My husband called me from work a few weeks back, and from his first intake of breath I knew something was terribly wrong. He could barely choke out the news he had received--one of his friends had killed himself over the weekend.
No one seems to know anything of value. No why, just the where and how. All mutual friends are at a loss to understand. My husband is devastated, and I? I am angry. Spitting, snarling mad.
I am furious at him for hurting all of us like this. It makes me so angry to think of how this is going to be explained to his beautiful neices and nephews. At the loss of their innocence. At the guilt children internalize within themselves. My heart is in agony for my husband who has so few people outside our family to whom he feels close.
Within the confines of my anger is an enormous well-spring of sorrow for the pain and loneliness our friend must have felt.

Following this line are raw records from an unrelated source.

PR #1961, opened 2018-02-27
Sentry

sergiusens:
Adds the ability to send reports, asking for confirmation before doing
so. This feature is only enabled for the deb as raven is not provided in
xenial and most of the user base will be using the snap.

Closes: #1918

- [x] Hae you signed the [CLA](http://www.ubuntu.com/legal/contributors/)?

-----

### DIFF
--- a/requirements.txt
+++ b/requirements.txt
@@ -17,6 +17,7 @@ pymacaroons==0.9.2; sys_platform != 'win32'
 pymacaroons==0.10.0; sys_platform == 'win32'
 pymacaroons-pynacl==0.9.3
 pysha3==1.0b1; python_version < '3.6'
+raven==6.5.0
 simplejson==3.8.2
 tabulate==0.7.5
 python-debian==0.1.28
--- a/snapcraft/cli/_errors.py
+++ b/snapcraft/cli/_errors.py
@@ -28,10 +28,8 @@ try:
 except ImportError:
     RavenClient = None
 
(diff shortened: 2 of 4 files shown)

I spent the week after his death yelling at him through my ceiling. Shaking my fist skyward, I have shouted all manner of hypothetical questions at him. At this point, the only positive aspect to his being dead is that I can yell at him and he has to listen. My grief, my rules.
It brings to mind another man we knew within the past few years who also killed himself. He left behind a wife, two toddlers and a torrent of unanswerable questions. At the time, I had a frank conversation with my husband about the importance of communication and the perception of a successful life. Now that suicide has once again touched our lives so intimately, I sat my husband down to reiterate a few points.

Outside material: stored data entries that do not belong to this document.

PR #2087, opened 2018-04-18
ci: setup AppVeyor

kalikiana:

-----
This PR adds a configuration file for CI in AppVeyor. To support integration tests on non-unix platforms I'm splitting out the fixtures that require unix sockets and moving pexpect away from unix-specifc API.

Requires: #2096

No tests were added or removed. However the store login method used for testing uses `SNAPCRAFT_TEST_INPUT` now to force regular input for passwords to avoid depending on a `tty` which is platform-specific.

I locally ran the tests:


sergiusens:
to make the change easier just create the package and add all the classes in `__init__.py` using the logic described for `FakeSnapd` or make use of `from _fixtures import *`

tests/fixture_setup/__init__.py
```diff
@@ -0,0 +1,45 @@
+import socket
+
+if hasattr(socket, "AF_UNIX"):
+    from ._unix import FakeSnapd  # noqa
+from ._fixtures import (  # noqa
```
sergiusens: add the specific code for the ignored error

tests/fixture_setup/__init__.py
```diff
@@ -0,0 +1,45 @@
+import socket
+
+if hasattr(socket, "AF_UNIX"):
+    from ._unix import FakeSnapd  # noqa
```
sergiusens: add the specific code for the ignored error

tests/integration/__init__.py
```diff
@@ -39,6 +41,7 @@
 from testtools.matchers import MatchesRegex
 
 from snapcraft.internal.os_release import OsRelease
+from snapcraft.internal import errors
```
sergiusens: this is wrong, we should not import snapcraft into the integration tests.

kalikiana: I fixed this in #2096 and re-based this one on top of it.

appveyor.yml
```diff
@@ -0,0 +1,32 @@
...
+build: off
+before_test:
+- cmd: |
+    %PYTHON%\\python.exe -m venv venv
+    venv\\Scripts\\activate.bat
+    ECHO %VIRTUAL_ENV%
+    python -c "import sys; print(sys.executable)"
+    python -m pip install -r requirements.txt
+    python -m pip install -r requirements-devel.txt
+    python setup.py install
```
sergiusens: this might be better as `python -m pip install .` or does that not work on windows?

kalikiana: It didn't seem to work when I first tried it. Apparently with `--prefix` it does. Unfortunately we're not getting an `.exe` this way so I need to execute Snapcraft in the tests via `python -m` now.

I told him I was saying all of this for my own benefit, but that I needed to know he heard me. It was important for him to look me in the eye and hear me say that the only thing that matters is the four of us. That if the job and house should slip away, we would always be okay. No matter what. That the conditions of where and how we lived were far less important than us having each other. I also made it very clear that if he ever tried a stunt like that, I would revive him just to beat the everloving shit out of him.

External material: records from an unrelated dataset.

PR #2089, opened 2018-04-18
many: remove support for remote lxd per project containers

sergiusens:
Remove the support as it has not proved to be the best experience, cleanbuild should be used
instead.

Also future feature proof the environment detection.

-----

### DIFF
--- a/snapcraft/cli/_command_group.py
+++ b/snapcraft/cli/_command_group.py
@@ -62,6 +62,6 @@ class SnapcraftGroup(click.Group):
         # from the store.
         commands.pop(commands.index('edit-collaborators'))
         build_environment = env.BuilderEnvironmentConfig()
-        if build_environment.provider == 'host':
+        if build_environment.is_host:
             commands.pop(commands.index('refresh'))
         return commands
--- a/snapcraft/cli/_command_group.py
+++ b/snapcraft/cli/_command_group.py
@@ -61,7 +61,7 @@ class SnapcraftGroup(click.Group):
         # Let's keep edit-collaborators hidden until we get the green light
         # from the store.
         commands.pop(commands.index('edit-collaborators'))
-        container_config = env.get_container_config()
-        if not container_config.use_container:
+        build_environment = env.BuilderEnvironmentConfig()
+        if build_environment.provider == 'host':
             commands.pop(commands.index('refresh'))
         return commands
--- a/snapcraft/cli/env.py
+++ b/snapcraft/cli/env.py
@@ -34,8 +34,8 @@ class BuilderEnvironmentConfig:
                 use_lxd = util.strtobool(container_builds)
             except ValueError:
                 raise errors.SnapcraftEnvironmentError(
-                    'The experimental feature of using lxd remotes other '
-                    'that cleanbuild has been dropped.')
+                    'The experimental feature of using non-local LXD remotes '
+                    'with SNAPCRAFT_CONTAINER_BUILDS has been dropped.')
 
         build_provider = os.environ.get('SNAPCRAFT_BUILD_ENVIRONMENT')
         if use_lxd:
--- a/snapcraft/cli/env.py
+++ b/snapcraft/cli/env.py
@@ -44,7 +44,7 @@ class BuilderEnvironmentConfig:
             echo.warning('Using the host as the build environment.')
             build_provider = 'host'
         # TODO add multipass
-        elif build_provider not in ['host', 'multipass', 'lxd']:
+        elif build_provider not in ['host', 'lxd']:
             raise errors.SnapcraftEnvironmentError(
                 'SNAPCRAFT_BUILD_ENVIRONMENT must be one of: host or lxd.')
 
--- a/snapcraft/cli/env.py
+++ b/snapcraft/cli/env.py
@@ -15,41 +15,38 @@
 # along with this program.  If not, see <http://www.gnu.org/licenses/>.
 import os
 from distutils import util
-from snapcraft.internal import errors, lxd
+
+from . import echo
+from snapcraft.internal import errors
 
 
-class ContainerConfig:
+class BuilderEnvironmentConfig:
+    """Handle the chosen build provider."""
 
-    def __init__(self):
-        """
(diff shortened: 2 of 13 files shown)


snapcraft/cli/env.py
```diff
@@ -15,41 +15,38 @@
...
+        if container_builds:
+            echo.warning(
+                'The flag SNAPCRAFT_CONTAINER_BUILDS has been deprecated. '
+                'Use SNAPCRAFT_BUILD_ENVIRONMENT=lxd instead.')
+            try:
+                use_lxd = util.strtobool(container_builds)
+            except ValueError:
+                raise errors.SnapcraftEnvironmentError(
+                    'The experimental feature of using lxd remotes other '
+                    'that cleanbuild has been dropped.')
```
kalikiana: That phrasing makes little sense to me. Cleanbuild is a command. It supports LXD remotes via `--remote=`. What is actually being dropped here is support with non-local LXD remotes for persistent containers.
How about `The experimental feature of using non-local LXD remotes with SNAPCRAFT_CONTAINER_BUILDS has been dropped.`?

snapcraft/cli/env.py
```diff
@@ -15,41 +15,38 @@
...
+
+        build_provider = os.environ.get('SNAPCRAFT_BUILD_ENVIRONMENT')
+        if use_lxd:
```
kalikiana: Shouldn't `SNAPCRAFT_BUILD_ENVIRONMENT` have precedence here?

snapcraft/cli/env.py
```diff
@@ -15,41 +15,38 @@
...
+            build_provider = 'lxd'
+        elif not build_provider:
+            echo.warning('Using the host as the build environment.')
+            build_provider = 'host'
+        # TODO add multipass
+        elif build_provider not in ['host', 'multipass', 'lxd']:
```
kalikiana: This seems wrong. You're checking for a value that's not implemented.

tests/unit/test_lxd.py
```diff
@@ -536,216 +530,7 @@ def call_effect(*args, **kwargs):
...
-
-    def make_containerbuild(self):
-        return lxd.Project(output='snap.snap', source='project.tar',
-                           metadata={'name': 'project'},
-                           project_options=self.project_options,
-                           remote=self.remote)
-
-    @patch('snapcraft.internal.lxd.Containerbuild._container_run')
-    @patch('snapcraft.internal.common.is_snap')
-    def test_inject_snap_existing_container(self,
```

This horrific news has reinforced my belief in the importance of telling people. Something as inane as seeing something at the grocery store and it reminded you of them. Nothing is inconsequential. You may think the people around you understand, but I am not taking that chance. It is so easy to take for granted that the ones you love KNOW you love them, KNOW you need them. I am devastated that our friend didn't know. There may have been nothing anyone could have done, that the darkness he felt could never have been brightened by any of us. We will never know, and that is the most painful bit of all.
Tuesday, June 25, 2013
Shaking Fists Skyward
Posted by Not Afraid To Use It at 3:47 AM
Subscribe to:
Post Comments (Atom)
3 comments:
What does one say? Depression is very real and too often when we are in the black pit we can't seem to get out. Thanks for the reminder to sit down with our loved ones and chat. Too often we take too much for granted.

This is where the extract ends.